Focus: Operator agents — LLMs deployed as intermediaries between users and systems (customer service, technical support, process automation) — face unique multi-turn red-teaming challenges because adversarial users can exploit the agent’s task context and conversation history. NRT-Bench provides the first systematic multi-turn red-teaming benchmark specifically for operator agents in safety-critical settings.
Key Insights
- Operator context as attack surface: Unlike assistant chatbots, operator agents have access to system resources and APIs that amplify the harm potential of a successful jailbreak — an operator agent that can execute system commands or access databases makes jailbreak success much more consequential.
- Multi-turn strategy evolution: The benchmark tracks how adversarial strategies evolve across turns, documenting specific escalation patterns (gradual persona adoption, authority escalation, task redirection) that only emerge in extended operator interactions.

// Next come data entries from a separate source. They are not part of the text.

PR #7005, opened 2019-11-06
Pass in HOME env-var in container mode.

glance-:
To get ~/-paths to work as expected in contaier mode, env-var HOME must
be the same outside the container as inside the docker-compose
container, otherwise HOME inside the container points to /root which
might not be what the user expects.

### DIFF
--- a/script/run/run.sh
+++ b/script/run/run.sh
@@ -43,7 +43,7 @@ if [ -n "$compose_dir" ]; then
     VOLUMES="$VOLUMES -v $compose_dir:$compose_dir"
 fi
 if [ -n "$HOME" ]; then
-    VOLUMES="$VOLUMES -v $HOME:$HOME -v $HOME:/root" # mount $HOME in /root to share docker.config
+    VOLUMES="$VOLUMES -v $HOME:$HOME -e HOME" # Pass in HOME to share docker.config and allow ~/-relative paths to work.
 fi
 
 # Only allocate tty if we detect one


glance-:
Example:
```version: '3.7'
services:
  test:
    image: "ubuntu"
    command: >
      cat /run/secrets/BASH_RC
    secrets:
      - BASH_RC

secrets:
  BASH_RC:
    file: ~/.bashrc
```
Before this patch, this would print roots .bashrc when running in container-mode, and after this patch, this prints the .bashrc of the user running the container-mode script.

ndeloof:
Just to better understand your needs: can't you just use binary package installation so you don't get into this env variable mistmatch between container and host?

ndeloof:
> For a number of complicated reasons I can't.

That doesn't help me much :P
I can see this fixes the bug you describe, just trying to establish why this packaging is required / how much popular it is, so we can get a good governance on docker-compose project and focus on the right things. Just telling me "_my problem is too complex to explain, this is just a fix that works for me_" doesn't help :D

LGMT from a code point of view, just surprised we support such a packaging which comes with obvious environment variable limitations (not just `HOME`)

glance-:
One reason we use it is to abstract away the architecture specific binary need. We just have the compose wrapper along with the rest of the compose yaml files and thats all thats needed to start the service on a host.

I think the container wrapper is a valuable distribution method, and as long as it exists it should be kept as compatible with the "regular" distribution binaries as reasonably possible.

I don't do alot of compose magic, but this was the only thing I've found yet where they two don't behave the same way.

ndeloof:
"kept as compatible" is the main issue here : this packaging comes with some major constraint, docker-compose being used by most people with environment variable interpolation, that this packaging just block (due to inside/outside environment segregation by the nature of docker containers).

I'm fine with the specific change you suggest (already approved your pull-request) but I still consider this packaging format as just broken, and suggest it get deprecated.

glance-:
In which way is this packaging format broken? The only issue I've found was this, and it was a easy fix.

ndeloof:
compose container can't access you host environment variables to run interpolation. Might be considered a feature, not a bug :P
But at least this is pretty confusing for poeple getting a distinct behaviour depending on the way they installed docker-compose.

glance-:
It's not that hard to fix, if it's considered a bug, and I don't think it's enough reason to scrap this distribution mechanism.

ndeloof:
> It's not that hard to fix

Which env var should be propagated to compose container ? Would at least require to blacklist the most obvious `PATH`, maybe a few others ?

My point is that this packaging is not replicating a correct docker-compose user experience, and it comes with already two other supported way to install, so more maintenance and risk for specific bugs. I'd prefer we limit to just a reasonable set of supported packaging. Doesn't mean you can't just use official docker-compose binary in a container on your own if you like this approach.

script/run/run.sh
```diff
@@ -43,7 +43,7 @@ if [ -n "$compose_dir" ]; then
     VOLUMES="$VOLUMES -v $compose_dir:$compose_dir"
 fi
 if [ -n "$HOME" ]; then
-    VOLUMES="$VOLUMES -v $HOME:$HOME -v $HOME:/root" # mount $HOME in /root to share docker.config
+    VOLUMES="$VOLUMES -v $HOME:$HOME -e HOME" # Pass in HOME to share docker.config and allow ~/-relative paths to work.
```
ulyssessouza: You should be able to pass the `-e HOME` through the variable `COMPOSE_OPTIONS` (as described in line 11). If we remove this volume mount here, that can break peoples code that expects this mount.

glance-: Yes, it can break code for anyone who reads files from /root when running docker-compose wrapper script as a non root user. That sounds like "working by accident", and works differently than the stand-alone binary.

I'd say this makes the whole wrapper script behave more like the stand-alone binary.

ulyssessouza: Ok fair enough!

ulyssessouza:
Thank you @glance- !

PR #7009, opened 2019-11-07
Resolve shellcheck warnings in container-script

glance-:
This fixes a couple of small potential issues pointed out by shellcheck.

### DIFF
--- a/script/run/run.sh
+++ b/script/run/run.sh
@@ -56,7 +56,7 @@ DOCKER_RUN_OPTIONS="$DOCKER_RUN_OPTIONS -i"
 
 
 # Handle userns security
-if docker info 2>/dev/null | grep -q userns; then
+if docker info --format '{{json .SecurityOptions}}' 2>/dev/null | grep -q 'name=userns'; then
     DOCKER_RUN_OPTIONS="$DOCKER_RUN_OPTIONS --userns=host"
 fi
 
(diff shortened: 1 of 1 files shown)


script/run/run.sh
```diff
@@ -56,8 +56,9 @@ DOCKER_RUN_OPTIONS="$DOCKER_RUN_OPTIONS -i"
 
 
 # Handle userns security
-if [ ! -z "$(docker info 2>/dev/null | grep userns)" ]; then
+if docker info 2>/dev/null | grep -q userns; then
```
ulyssessouza: The absence of `[ ]` breaks the formatting compatibility with the others

glance-: Sorry, but I don't understand your statement here.

glance-: [ is not syntax, nor formating, its a semarate tool, also known as test.

if looks at the exit code from [ in the previous code, and in the change I've written it looks at the exit code from grep instead.

glance-: More about this can be read at https://github.com/koalaman/shellcheck/wiki/SC2143

glance-: https://github.com/koalaman/shellcheck/wiki/SC2236 is also related to previous code.

thaJeztah: A minor optimisation could be to use `--format` (so that only the Security options are output), and/or to match `name=userns` instead of just `userns` (as that's what the daemon will return; https://github.com/moby/moby/blob/b6684a403c99aaf6be5b8ce0bef3c6650fcdcd12/daemon/info.go#L180-L182

```suggestion
if docker info --format '{{json .SecurityOptions}}' 2>/dev/null | grep -q 'name=userns'; then
```

glance-:
@ulyssessouza Can we get this resolved?

PR #7010, opened 2019-11-08
Build OSX binary as a directory

### LINKED ISSUE #6956: docker-compose super slow on macOS Catalina
when i do docker-compose up -d, it takes a while to start the process, same when i do docker-compose restart. 

in other words, there's a delay of few seconds before it begins to restart containers or stopping containers.

ndeloof:
OSX Catalina do scan executables, and the singlefile distribution has side-effect that the bundled Pythin runtime, unpacked into a temporary folder, is scanned on each and every run.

- Safety-critical deployment specificity: Safety failures in operator agents often manifest differently from general-purpose chatbots — they involve resource abuse, policy violation, and downstream system impact rather than harmful content generation.
Failure-First Relevance
NRT-Bench’s focus on operator agents is directly relevant to the Failure-First agentic scenario class — specifically multi-agent coordination scenarios where one agent acts as an operator intermediary. The escalation pattern documentation fills a gap in the Failure-First multi-turn scenario library, providing realistic adversarial trajectories for operator-context attack scenarios. The safety-critical deployment focus aligns with the Failure-First embodied AI context, where operator agents may control physical systems.